▶ [DIRECTIONS]: Return, from the data below, each line that contains the word "library".

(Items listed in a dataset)
□ □ □

PR #202, opened 2018-12-31
Update to the twitter quickstart about the domain requirement and when to use hyperlink vs an http lib

headwinds:
First off - your library is fantastic - thank you for creating it!!!

I went through the Twitter auth today and had a couple hiccups:

1. Twitter requires http://127.0.0.1:5000 not http://localhost:5000 in the callback
2. I was attempting to use axios from the frontend instead of a simple hyperlink. I wanted to point this out in the quick start because I bet a lot of modern devs will probably try to use a library instead of a hyperlink if they haven't done the oath dance before. 

[demo](https://probe.now.sh/)

### DIFF
--- a/docs/quickstarts/twitter.rst
+++ b/docs/quickstarts/twitter.rst
@@ -60,7 +60,7 @@ immediately.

□ □ □

▶ [OUTPUT FOR THIS EXERCISE]:
First off - your library is fantastic - thank you for creating it!!!
2. I was attempting to use axios from the frontend instead of a simple hyperlink. I wanted to point this out in the quick start because I bet a lot of modern devs will probably try to use a library instead of a hyperlink if they haven't done the oath dance before. 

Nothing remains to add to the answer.